*** Block opens ***

PR #2777, opened 2024-01-18
PMM-12811 single agents change endpoint

ademidoff:
PMM-12811

Link to the Feature Build: SUBMODULES-3508

This is what swagger looks like after refactoring:

Screenshot 2024-01-19 at 12 56 30

- [x] API Docs updated


.github/workflows/managed.yml
```diff
@@ -61,8 +61,14 @@ jobs:
           pushd tools && go mod download -x
           popd        && go mod download -x
 
-      - name: Initialize CI environment
-        run: make env-compose-up # the container workdir is /root/go/src/github.com/percona/pmm
+      - name: Launch PMM Server (see docker-compose.yml)
+        run: |
+          # Note: launching the container with --wait fails for an unknown reason.
```
idoqo, line 66: Yeah, I think is because docker-compose exits with a non-zero code when using wait, so the CI environment treats it as an error/failure.

idoqo (approved):

.github/workflows/managed.yml
ademidoff: Well, it used to work so far, I view it as a CI oddity, which should be temporary.

api-tests/inventory/agents_test.go
```diff
@@ -554,21 +554,23 @@ func TestQanAgentExporter(t *testing.T) {
...
-					AgentID: agentID,
-					Common: &agents.ChangeQANMySQLPerfSchemaAgentParamsBodyCommon{
-						Disable:            true,
-						RemoveCustomLabels: true,
+		changeQANMySQLPerfSchemaAgentOK, err := client.Default.AgentsService.ChangeAgent(
+			&agents.ChangeAgentParams{
+				Body: agents.ChangeAgentBody{
+					QANMysqlPerfschemaAgent: &agents.ChangeAgentParamsBodyQANMysqlPerfschemaAgent{
+						AgentID: agentID,
+						Common: &agents.ChangeAgentParamsBodyQANMysqlPerfschemaAgentCommon{
```
BupycHuk, line 562: can we move common fields one level up to reuse the same code?

api-tests/inventory/agents_test.go
```diff
@@ -554,21 +554,23 @@ func TestQanAgentExporter(t *testing.T) {
...
+							Disable:            true,
+							RemoveCustomLabels: true,
```
BupycHuk, line 564: can we use the same approach @artemgavrilov introduced to not have 2 fields for each enable/disable and set/remove operations

JiriCtvrtka:
@ademidoff LGTM, could you check managed failing tests?

ademidoff:
> @ademidoff LGTM, could you check managed failing tests?

I did. This is what fails - `TestClient/getRole/NoAnonymousAccess`, which seems unrelated to this PR.

JiriCtvrtka (approved):

BupycHuk (commented):
I'm curious if we can put all duplicated fields to highest level to not duplicate code, we at least have agent_id, enable/disable agent, enable/disable push metrics.

api-tests/inventory/agents_test.go
ademidoff: Good point - resolved with [this commit](https://github.com/percona/pmm/pull/2777/commits/1555a22ddc04e375463ead9663f40178b804ef7a)

api-tests/inventory/agents_test.go
ademidoff: I created a PR to cover that, but it seems like the benefit is not obvious. https://perconadev.atlassian.net/browse/PMM-12875
Let's discuss offline.

ademidoff: Decided to close that one as it may be difficult to refactor such a payload structure.

api/inventory/v1/agents.proto
```diff
@@ -576,18 +576,14 @@ message AzureDatabaseExporter {
...
   // Replace all custom user-assigned labels.
-  map<string, string> custom_labels = 3;
+  map<string, string> custom_labels = 2;
   // Remove all custom user-assigned labels.
-  bool remove_custom_labels = 4;
-  // Enables push metrics with vmagent, can't be used with disable_push_metrics.
-  bool enable_push_metrics = 5;
-  // Disables push metrics, pmm-server starts to pull it, can't be used with enable_push_metrics.
-  bool disable_push_metrics = 6;
+  bool remove_custom_labels = 3;
```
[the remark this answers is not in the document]
ademidoff: Done.

api-tests/management/action/explain_test.go
```diff
@@ -37,7 +37,7 @@ func TestRunExplain(t *testing.T) {
 			Body: actions.StartMySQLExplainActionBody{
 				// PMMAgentID: "/agent_id/f235005b-9cca-4b73-bbbd-1251067c3138",
 				ServiceID: "/service_id/5a9a7aa6-7af4-47be-817c-6d88e955bff2",
-				Query:     "SELECT `t` . * FROM `test` . `key_value` `t`",
+				QueryID:   "3923dace316a86643fcf87cb45e0558a",
```
BupycHuk, line 40: this test can be dropped, because we already have it below

api-tests/server/settings_test.go
```diff
@@ -39,7 +39,7 @@ func TestSettings(t *testing.T) {
 		res, err := serverClient.Default.ServerService.GetSettings(nil)
 		require.NoError(t, err)
 		assert.True(t, res.Payload.Settings.TelemetryEnabled)
-		assert.True(t, res.Payload.Settings.SttEnabled)
```
BupycHuk, line 42: we need sanity check in Github CI to check that API tests can be built.

api/inventory/v1/agents.proto
```diff
@@ -703,7 +686,7 @@ message AddAgentRequest {
 }
 
 message AddAgentResponse {
-  oneof exporter {
+  oneof agent {
```
BupycHuk, line 689: 👍🏼

api/inventory/v1/agents.proto
```diff
@@ -723,6 +706,57 @@ message AddAgentResponse {
   int32 table_count = 20;
```
BupycHuk, line 706: I'm wondering why do we need this field, can we include it to one of exporter messages? I believe that it's related to MySQLdExporter

api/inventory/v1/agents.proto
```diff
@@ -723,6 +706,57 @@ message AddAgentResponse {
...
+    RDSExporter rds_exporter = 8;
+    AzureDatabaseExporter azure_database_exporter = 9;
+    QANMySQLPerfSchemaAgent qan_mysql_perfschema_agent = 10;
+    QANMySQLSlowlogAgent qan_mysql_slowlog_agent = 11;
+    QANMongoDBProfilerAgent qan_mongodb_profiler_agent = 12;
+    QANPostgreSQLPgStatementsAgent qan_postgresql_pgstatements_agent = 13;
+    QANPostgreSQLPgStatMonitorAgent qan_postgresql_pgstatmonitor_agent = 14;
+  }
+  // Actual table count for SQL databases at the moment of adding.
+  int32 table_count = 20;
```
BupycHuk, line 746: probably we don't need it here

api/inventory/v1/agents.proto
```diff
@@ -666,25 +660,14 @@ message GetAgentLogsResponse {
...
-  string runs_on_node_id = 1 [(validate.rules).string.min_len = 1];
-  // Custom user-assigned labels.
-  map<string, string> custom_labels = 2;
-}
-
 // TODO Change PMMAgent?
 
 // TODO Add VMAgent?
 
 // TODO Change VMAgent?
```
BupycHuk, line 667: let's drop it

api/inventory/v1/agents.proto
```diff
@@ -723,6 +706,57 @@ message AddAgentResponse {
   int32 table_count = 20;
 }
 
+message ChangeAgentRequest {
+  oneof agent {
+    // ChangePMMAgentParams pmm_agent = 1;
```
BupycHuk, line 711: let's uncomment it and keep it empty for now

managed/services/inventory/agents.go
```diff
@@ -680,42 +701,48 @@ func (as *AgentsService) AddProxySQLExporter(ctx context.Context, p *inventoryv1
...
 		return nil, err
 	}
 
-	res := agent.(*inventoryv1.ProxySQLExporter) //nolint:forcetypeassert
-	as.state.RequestStateUpdate(ctx, res.PmmAgentId)
+	agent := ag.(*inventoryv1.ProxySQLExporter) //nolint:forcetypeassert
+	as.state.RequestStateUpdate(ctx, agent.PmmAgentId)
+
+	res := &inventoryv1.ChangeAgentResponse{
+		Agent: &inventoryv1.ChangeAgentResponse_ProxysqlExporter{
```
BupycHuk, line 714: I believe that we can return only Agent value here, so we don't have to wrap the message in each method

BupycHuk (commented):
We need to add information that only one of agent params should be passed into endpoint description in swagger.

api-tests/server/settings_test.go
ademidoff: This should be done within #2805 and it's out of scope of this ticket anyway. I had to make change because the code couldn't compile, but otherwise I didn't have to.

api/inventory/v1/agents.proto
ademidoff: Why drop? Do we not want to implement it?

managed/services/inventory/agents.go
ademidoff: These are `proto` types generated by grpc, I don't quite see how we can return arbitrary values here. Let's discuss.

api-tests/management/action/explain_test.go
ademidoff: Removed. FYI: all these tests are currently skipped.

managed/services/inventory/agents.go
BupycHuk: we can wrap it in the method where we call this method, as far as I see all these methods with duplicated wrap logic is called by ChangeAgent method

api/inventory/v1/agents.proto
BupycHuk: Probably no

api-tests/server/settings_test.go
BupycHuk: Agree, just wrote it here to not forget

api/inventory/v1/agents.proto
ademidoff: Done.

api/inventory/v1/agents.proto
ademidoff: Decided to leave for now.

managed/services/inventory/agents.go
ademidoff: I couldn't implement it quite as you requested, but I succeeded in further aligning `AddAgent` with `ChangeAgent` so they now look similar. A lot of redundant code was removed as well.

api/inventory/v1/agents.proto
ademidoff: Done.

api/inventory/v1/agents.proto
ademidoff: Moved to MySQLdExporter.

ademidoff:
> We need to add information that only one of agent params should be passed into endpoint description in swagger.

Done.

BupycHuk (approved):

*** Block closes ***

# Task goal
Filter the records above for the string "docker" and copy each matching line.

# Answer for the task
+      - name: Launch PMM Server (see docker-compose.yml)
idoqo, line 66: Yeah, I think is because docker-compose exits with a non-zero code when using wait, so the CI environment treats it as an error/failure.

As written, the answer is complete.